- What is needed -
Search the records for lines with the word "implemented" and copy each match.

──────── Information ────────

Issue #10271, opened 2019-10-26
OSCP HTTP client and other apps could benefit from improvements in cmp_http.c


DDvO:
When @mpeylo submitted his CMP implementation to OpenSSL a couple of years back he got the feedback that it should not use libCURL but OpenSSL's own HTTP client, which so far is used mainly for fetching OCSP responses (but also CRLs and certificates) .
So we changed CMPforOpenSSL to make use of the implementation in `crypto/ocsp/ocsp_ht.c`.

Unfortunately this HTTP client is tailored for use with OCSP and is very primitive - in particular, handling of delayed responses and errors is very poor and there is no support for more advanced features such redirection and use of proxies.

One of the next chunks of our current CMP contribution contains the HTTP client to be used for CMP, which will reside in `crypto/cmp/cmp_http.c`. The current state of its development can be found in https://github.com/mpeylo/cmpossl/blob/cmp-dev/crypto/cmp/cmp_http.c
This implementation is based on the mentioned HTTP code in `ocsp_ht.c`, while it contains improvements for those of its shortcomings critical for CMP: it
* can send and receive any types of ASN.1-formatted requests and responses
* does not include a potentially busy loop when waiting for responses 
but makes use of timeout mechanism integrated with socket-based BIO
* returns more useful diagnostics in various error situations
* supports the use of HTTP proxies and of TLS (including TLS over proxies)

I've already shaped the code in `cmp_http.c` such that several portions of it could more or less directly generalize and improve the existing HTTP client code in `ocsp_ht.c`, `apps/ocsp.c`, `apps/s_client.c`, and `apps/lib/apps.c`.

What is your view on these improvements - should I push them upstream (as a couple of independent PRs) for general use or should we keep them in `cmp_http.c`?

richsalz:
It would be a shame to have two pieces of code that do the same thing.

levitte:
I agree with @richsalz. Please make a generic http client that can be used by both CMP and OCSP. I'm not sure where it should be located in the end, but `crypto/http/` is at least a start.

mattcaswell:
Agree with @levitte and @richsalz.

DDvO:
Fine. I've meanwhile started implementing this.
Though I'm on vacation this week I estimate to be able to present a first version on Friday.

DDvO:
Phew, implementing this generalized HTTP client was more work than expected.

[...]

PR #9982, opened 2019-09-23
Add a minimal build target for Travis and Appveyor

bernd-edlinger:

PR #4992, opened 2017-12-28
Introducing an application-level library for the CLI and OpenSSL-based applications

DDvO:
So far, the OpenSSL code has essentially a three-level structure with a stack of two libraries and a command-line application at the top:

`apps/openssl`
`libssl`
`libcrypto`

The `apps/` directory contains various generally useful code like handling crypto-related files and messages, general TLS client/server and CA functionality, support for higher-level protocols like S/MIME, CRL fetching, OCSP, and certainly more to come.
While this code serves as a model for using the crypto and ssl libraries and can be used in a limited way by invoking the `openssl` application binary (CLI), it cannot be re-used directly. Other applications that need similar functionality need to copy or re-implement portions of that code and then maintain it.
On the other hand, the two libraries contain some code that is actually too high-level for them, for instance the minimal HTTP client as part of the crypto library (`crypto/ocsp/ocsp_ht.c`). It would be very helpful to introduce a further level in the hierarchy containing a more application-oriented library:

`apps/openssl` and external OpenSSL-based applications
`libsecapp` <-- new (with tentative name)
`libssl`
`libcrypto`

Then all more high-level and application support functionality can go there. This would make much of the generally useful code that so far resides in the `apps/` folder directly accessible to other applications at the programming level, i.e., in the form of a library/API, with all the re-usability advantages that this brings. It would also relieve `libcrypto `from more high-level topics like HTTP.
This library would also form an ideal condensation point for further higher-level uses of crypto and TLS that may in the future get integrated with OpenSSL. 

This pull request contains a fully functional proof-of-concept implementation for the above proposal. It introduces a library with the preliminary name 'secapp'.

For now, the library consists of essentially the code that so far as been in `apps/apps.c` and `apps/app_rand.c`, moved to the `secapp/` directory. (I had to move and partly rename some functions between these two source files and `apps/opt.c` because the cut between these sources was not entirely clean. Of course, when this PR is accepted, some further cleanup would make sense.) I moved most of `apps/apps.h` to `include/openssl/apps.h`, while the strictly internal declarations in it went in a new file `apps/apps_locl.h` and the ones related to the command-line option functionality went in a new file `apps/opt.h`.

The high-level `build.info` mechanism proved very useful for adding the new library, stating its dependencies etc. Yet it turned out that its implementation in `Configure` and `util/mkdef.pl` is not complete - I added respective TODOs there.

I made sure that all this (including tests) builds and runs both in a Linux-like environment (Cygwin) and native Windows (Visual C).

##### Checklist

[...]

PR #10667, opened 2019-12-20
Generalize and improve the HTTP client

DDvO:
This PR solves/implements #10271 as discussed there by
generalizing the HTTP client so far implemented mostly in `crypto/ocsp/ocsp_ht.c`.

The new HTTP client has become an independent libcrpyto module in `crypto/http/` and
- can handle any types of requests and responses (both ASN.1-encoded and plain)
- does not include potentially busy loops when waiting for responses but
- makes use of a new timeout mechanism integrated with socket-based BIO
- supports the use of HTTP proxies and TLS, including HTTPS over proxies, via a callback
- supports HTTP redirection via codes 301 and 302 for GET requests
- returns more useful diagnostics in various error situations

I had to adapt - and was able to simplify and improve - hitherto uses of HTTP in 
`crypto/ocsp/`, `crypto/x509/x_all.c`, `apps/lib/apps.c`, and `apps/{ocsp,s_client,s_server}.c`.
The new features will be used heavily by chunk 10 of the CMP contribution.
The various documentation, header, and meta files are updated accordingly.


DDvO:
I've aimed at not changing the existing OCSP-centric HTTP API, which was a challenge in itself.
I think/hope I've managed to keep the API of those functions documented so far,
yet I took the liberty to adapt the types of those functions that have been undocumented.
See the respective comments towards the end of `include/openssl/http.h` for details.

crypto/err/openssl.txt
```diff
@@ -2524,6 +2526,28 @@ EVP_R_WRAP_MODE_NOT_ALLOWED:170:wrap mode not allowed
...
+HTTP_R_ERROR_RECEIVING:103:error receiving
+HTTP_R_ERROR_SENDING:102:error sending
+HTTP_R_INCONSISTENT_CONTENT_LENGTH:120:inconsistent content length
+HTTP_R_MAX_RESP_LEN_EXCEEDED:117:max resp len exceeded
+HTTP_R_MISSING_ASN1_ENCODING:110:missing asn1 encoding
+HTTP_R_MISSING_CONTENT_TYPE:121:missing content type
+HTTP_R_MISSING_REDIRECT_LOCATION:111:missing redirect location
+HTTP_R_REDIRECTION_FROM_HTTPS_TO_HTTP:112:redirection from https to http
+HTTP_R_REDIRECTION_NOT_ENABLED:116:redirection not enabled
+HTTP_R_RESPONE_LINE_TOO_LONG:113:respone line too long
```
FdaSilvaYY: typo in error code and message: `respone`

kroeckx:
> - supports the use of HTTP proxies and TLS, including HTTPS over proxies

Does that mean libcrypto now depends on libssl? Does that work on all platforms?

doc/man3/OSSL_HTTP_transfer.pod
```diff
@@ -0,0 +1,195 @@
...
+On success it returns the response as a pointer to B<ASN1_VALUE>.
+
+OSSL_HTTP_transfer() exchanges an HTTP request and response with
+the given B<server> and optional B<port> and B<path>, which defaults to "/".
+If B<use_ssl> is nonzero a TLS connection is requested and the B<bio_update_fn>
+parameter, described below, must be provided.
+If B<req_mem> is NULL it uses the HTTP GET method, else it uses HTTP POST to
+send a request with the contents of the memory BIO and optional B<content_type>.
+The optional list B<headers> may contain additional custom HTTP header lines.
+If B<req_mem> is NULL (i.e., the HTTP method is GET) and B<redirection_url>
```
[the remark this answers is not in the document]
FdaSilvaYY: Forget my comment, I checked its use; you are right.

doc/man3/OCSP_sendreq_new.pod
```diff
@@ -10,22 +10,22 @@ OCSP_REQ_CTX_set1_req, OCSP_sendreq_bio - OCSP responder query functions
...
 
  int OCSP_REQ_CTX_add1_header(OCSP_REQ_CTX *rctx,
                               const char *name, const char *value);
 
- int OCSP_REQ_CTX_set1_req(OCSP_REQ_CTX *rctx, OCSP_REQUEST *req);
+ int OCSP_REQ_CTX_set1_req(OCSP_REQ_CTX *rctx, const OCSP_REQUEST *req);
 
- OCSP_RESPONSE *OCSP_sendreq_bio(BIO *io, const char *path, OCSP_REQUEST *req,
-                                 int maxline);
+ OCSP_RESPONSE *OCSP_sendreq_bio(BIO *io, const char *path, OCSP_REQUEST *req);
```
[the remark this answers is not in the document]
DDvO: Indeed this change is a fix of an error in the pre-existing documentation.
Is your suggestion to backport this fix also to other branches?

doc/man3/OSSL_CMP_CTX_new.pod
```diff
@@ -351,18 +349,17 @@ OSSL_CMP_CTX_set_http_cb_arg() or NULL if unset.
...
-                                       OSSL_CMP_MSG **res);
+ typedef OSSL_CMP_MSG *(*OSSL_cmp_transfer_cb_t) (OSSL_CMP_CTX *ctx,
+                                                  const OSSL_CMP_MSG *req);
+
 Returns 1 on success, 0 on error.
 
 Default is NULL, which implies the use of L<OSSL_CMP_MSG_http_perform(3)>.
-The callback should send the CMP request it obtains via the B<req> parameter
-and on success place the response in the B<*res> output parameter.
+The callback should send the CMP request messaage it obtains via the B<req>
```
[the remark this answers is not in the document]
DDvO: fixed

DDvO:
> - supports the use of HTTP proxies and TLS, including HTTPS over proxies
> Does that mean libcrypto now depends on libssl? 

No (and if it did, this would mean a cyclic dependency).
I solved this challenge via the callback `OSSL_HTTP_bio_cb_t bio_update_fn`.
See the new doc (https://github.com/mpeylo/cmpossl/blob/http_client_generalized/doc/man3/OSSL_HTTP_transfer.pod) for details.
An instance of the callback is defined, e.g., in `apps/lib/apps.c`, where libssl is available.

> Does that work on all platforms?

I believe so (but haven't tried this out).
The adapted/extended code does not make use of new platform-specific facilities.

DDvO:
> Quick review, impressive work, IMHO. +1

Thanks!

This PR is the result of a really large amount of work that stretched over 2+ years.

DDvO:
BTW, this work dates back to an issue I brought up in late Aug 2017: 
https://mta.openssl.org/pipermail/openssl-dev/2017-August/009629.html

DDvO:
> Does that mean libcrypto now depends on libssl?

This touches a long-standing deficiency in the structure of the OpenSSL libraries:
The crypto lib includes many modules that do not really belong there but 
should be part of a more application-level library that should be above libssl. 

See also https://github.com/openssl/openssl/pull/4992 and my original report and solution suggestion dating back to May 2016:
https://mta.openssl.org/pipermail/openssl-dev/2017-September/009712.html

doc/man3/OCSP_sendreq_new.pod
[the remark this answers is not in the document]
FdaSilvaYY: Yes, if this doc-error is also present on current active branchs like 1.1.0

DDvO:
Thanks for the initial comments on this generalized HTTP implementation given more than two weeks ago, which I answered.

Ping - can someone please do a formal review?

DDvO:
@levitte, in early November you had given some initial remarks on a preview of  this PR and showed interest in having a closer look at this code: https://github.com/openssl/openssl/issues/10271#issuecomment-549348671
When do you think you can do a review?

doc/man3/OCSP_sendreq_new.pod
```diff
@@ -35,14 +35,14 @@ response header maximum line length of B<maxline>. If B<maxline> is zero a
 default value of 4k is used. The OCSP request B<req> may be set to B<NULL>
 and provided later if required.
 
-OCSP_sendreq_nbio() performs non-blocking I/O on the OCSP request context
-B<rctx>. When the operation is complete it returns the response in B<*presp>.
+OCSP_sendreq_nbio() performs I/O on the OCSP request context B<rctx>.
```
mattcaswell: Why removal of "non-blocking"?

doc/man3/OCSP_sendreq_new.pod
```diff
@@ -92,14 +90,8 @@ a Host header for B<ocsp.com> you would call:
...
-If OCSP_sendreq_nbio() indicates an operation should be retried the
-corresponding BIO can be examined to determine which operation (read or
-write) should be retried and appropriate action taken (for example a select()
-call on the underlying socket).
-
-OCSP_sendreq_bio() does not support retries and so cannot handle non-blocking
-I/O efficiently. It is retained for compatibility and its use in new
-applications is not recommended.
+OCSP_sendreq_bio() does not support timeout nor setting extra headers.
+It is retained for compatibility.
```
mattcaswell: If you are intending to encourage some other function instead you should state what the preferred function is.

doc/man3/OSSL_HTTP_transfer.pod
```diff
@@ -0,0 +1,195 @@
...
+         BIO *sbio = BIO_new_ssl(ctx, 1);
+         hbio = sbio != NULL ? BIO_push(sbio, hbio) : NULL;
+     } else if (!connect && !detail) { /* disconnecting after error */
+         /* optionally add diagnostics here */
+     }
+     return hbio;
+ }
+
+A callback function that also supports TLS connection with an HTTPS proxy
+is implemented under the name app_http_tls_cb() in apps/lib/apps.c.
```
mattcaswell: I don't think references to the apps code belong in the man pages.

include/openssl/http.h
```diff
@@ -0,0 +1,95 @@
...
+void OCSP_set_max_response_length(OCSP_REQ_CTX *rctx, unsigned long len);
+/* The parameters of this fn, which never was documented, have been changed: */
+int OCSP_REQ_CTX_http(OCSP_REQ_CTX *rctx,
+                      const char *server, const char *port, const char *path);
+int OCSP_REQ_CTX_add1_header(OCSP_REQ_CTX *rctx,
+                             const char *name, const char *value);
+/* The parameters of this fn, which never was documented, have been extended: */
+int OCSP_REQ_CTX_i2d(OCSP_REQ_CTX *rctx, const char *content_type,
+                     const ASN1_ITEM *it, ASN1_VALUE *req);
+int OCSP_REQ_CTX_nbio(OCSP_REQ_CTX *rctx);
```
mattcaswell: Moving these function declarations seems to be a breaking change

util/missingcrypto.txt
```diff
@@ -445,6 +445,7 @@ ERR_load_ENGINE_strings(3)
 ERR_load_ERR_strings(3)
 ERR_load_ESS_strings(3)
 ERR_load_EVP_strings(3)
+ERR_load_HTTP_strings(3)
```
mattcaswell: Hmmmm.....I'm not sure what we should do about these functions. Do new ones actually need to be public?

crypto/bio/b_sock.c
```diff
@@ -369,4 +376,111 @@ int BIO_sock_info(int sock,
...
+        BIOerr(0, rv == 0 ? BIO_R_TRANSFER_TIMEOUT : BIO_R_TRANSFER_ERROR);
+    return rv;
+}
+
+/*
+ * Connect via the given BIO using BIO_do_connect() until success/timeout/error.
+ * Parameter timeout == 0 means infinite, < 0 leads to immediate timeout error.
+ * Returns -1 on error, 0 on timeout, and 1 on success.
+ */
+int BIO_connect_retry(BIO *bio, long timeout)
```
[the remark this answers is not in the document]
DDvO: Thanks a lot @mattcaswell  for your review comments!
I've already started fixing the various issues.

Concerning the use of `long` for timeout values, the idea was to support time intervals as long as (reasonably) possible.
I've just realized that `int` should be sufficient here, since even if it is just 32 bits wide and we use only positive values they support 2^31 seconds, which is more than 68 years :-)
So I'll change the timeout value type to `int`.

apps/lib/apps.c
```diff
@@ -1981,6 +1933,133 @@ void store_setup_crl_download(X509_STORE *st)
...
+    case SSL_R_WRONG_VERSION_NUMBER:
+        return "The server does not support (a suitable version of) TLS";
+    case SSL_R_UNKNOWN_PROTOCOL:
+        return "The server does not support HTTPS";
+    case SSL_R_CERTIFICATE_VERIFY_FAILED:
+        return "Cannot authenticate server via its TLS certificate, likely due to mismatch with our trusted TLS certs or missing revocation status";
+    case SSL_AD_REASON_OFFSET + TLS1_AD_UNKNOWN_CA:
+        return "Server did not accept our TLS certificate, likely due to mismatch with server's trust anchor or missing revocation status";
+    case SSL_AD_REASON_OFFSET + SSL3_AD_HANDSHAKE_FAILURE:
+        return "Server requires our TLS certificate but did not receive one";
```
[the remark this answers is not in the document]
DDvO: Good to know. I had found out on the situations described in this aux function mostly by experiments some 2+ years ago.
I've generalized the description.

apps/lib/apps.c
```diff
@@ -1981,6 +1933,133 @@ void store_setup_crl_download(X509_STORE *st)
...
+        BIO_set_ssl(sbio, ssl, BIO_CLOSE);
+
+        hbio = BIO_push(sbio, hbio);
+    } else if (!connect && !detail) { /* disconnecting after error */
+        const char *hint = tls_error_hint();
+        if (hint != NULL)
+            ERR_add_error_data(1, hint);
+        /*
+         * as workaround for libssl double free, do not pop the sbio,
+         * but rely on BIO_free_all() done by HTTP_transfer() in http_client.c
```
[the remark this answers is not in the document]
DDvO: I've improved the comment to
```
         * If we pop sbio and BIO_free() it this may lead to libssl double free.
         * Rely on BIO_free_all() done by OSSL_HTTP_transfer() in http_client.c
```
This is due to my experience from about 1+ years back that I get crashes due to double free when I pop the BIO and free it myself. This smells like a libssl bug to me.

crypto/bio/b_sock.c
```diff
@@ -369,4 +376,111 @@ int BIO_sock_info(int sock,
     return 1;
 }
 
-#endif
+/* TODO use this function, simplify further other uses of select() in apps/ */
```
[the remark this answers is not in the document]
DDvO: The TODO was a bit outdated - I've improved it to
```
/* TODO simplify by BIO_socket_wait() further other uses of select() in apps/ */
```
The idea is that there are further uses of `select()` in a couple of OpenSSL apps that could be made simpler by using this function (but that's not the focus of this PR).

crypto/bio/b_sock.c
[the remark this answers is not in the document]
DDvO: Done meanwhile.

crypto/bio/b_sock.c
```diff
@@ -369,4 +376,111 @@ int BIO_sock_info(int sock,
...
+        return 0;
+    }
+
+    if (!blocking)
+        BIO_set_nbio(bio, 1);
+
+ retry: /* it does not help here to set SSL_MODE_AUTO_RETRY */
+    rv = BIO_do_connect(bio); /* This indirectly calls ERR_clear_error(); */
+
+    if (rv <= 0 && (errno == ETIMEDOUT
```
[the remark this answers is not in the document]
DDvO: Yep, changed to `get_last_sys_error()`

crypto/bio/b_sock.c
```diff
@@ -369,4 +376,111 @@ int BIO_sock_info(int sock,
...
+                        || ERR_GET_REASON(ERR_peek_error()) == ETIMEDOUT)) {
```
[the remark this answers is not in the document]
DDvO: Oops, this must be due to some code refactoring accident. 
Since I could not find any other case where a timeout could have been flagged via the error queue I've removed this part of the condition.

crypto/http/http_client.c
```diff
@@ -0,0 +1,1199 @@
...
+
+#define HTTP_DEFAULT_MAX_LINE_LENGTH (4 * 1024)
+#define HTTP_DEFAULT_MAX_RESP_LEN (100 * 1024)
+
+/* HTTP states */
+
+#define OHS_NOREAD          0x1000 /* If set no reading should be performed */
+#define OHS_ERROR           (0 | OHS_NOREAD) /* Error condition */
+#define OHS_FIRSTLINE       1 /* First line being read */
+#define OHS_REDIRECT        10 /* Looking for redirection location */
```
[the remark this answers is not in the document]
DDvO: I've accordingly changed the `10` to `0xa`.

crypto/http/http_client.c
```diff
@@ -0,0 +1,1199 @@
...
+#define OHS_CONTENT         4 /* HTTP content octets being read */
+#define OHS_WRITE_INIT     (5 | OHS_NOREAD) /* 1st call: ready to start I/O */
+#define OHS_WRITE          (6 | OHS_NOREAD) /* Request being sent */
+#define OHS_FLUSH          (7 | OHS_NOREAD) /* Request being flushed */
+#define OHS_DONE           (8 | OHS_NOREAD) /* Completed */
+#define OHS_HTTP_HEADER    (9 | OHS_NOREAD) /* Headers set, w/o final \r\n */
+
+OSSL_HTTP_REQ_CTX *OSSL_HTTP_REQ_CTX_new(BIO *bio, int method_GET, int maxline,
+                                         unsigned long max_resp_len,
+                                         long timeout,
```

────────

- Answer -
generalizing the HTTP client so far implemented mostly in `crypto/ocsp/ocsp_ht.c`.
+is implemented under the name app_http_tls_cb() in apps/lib/apps.c.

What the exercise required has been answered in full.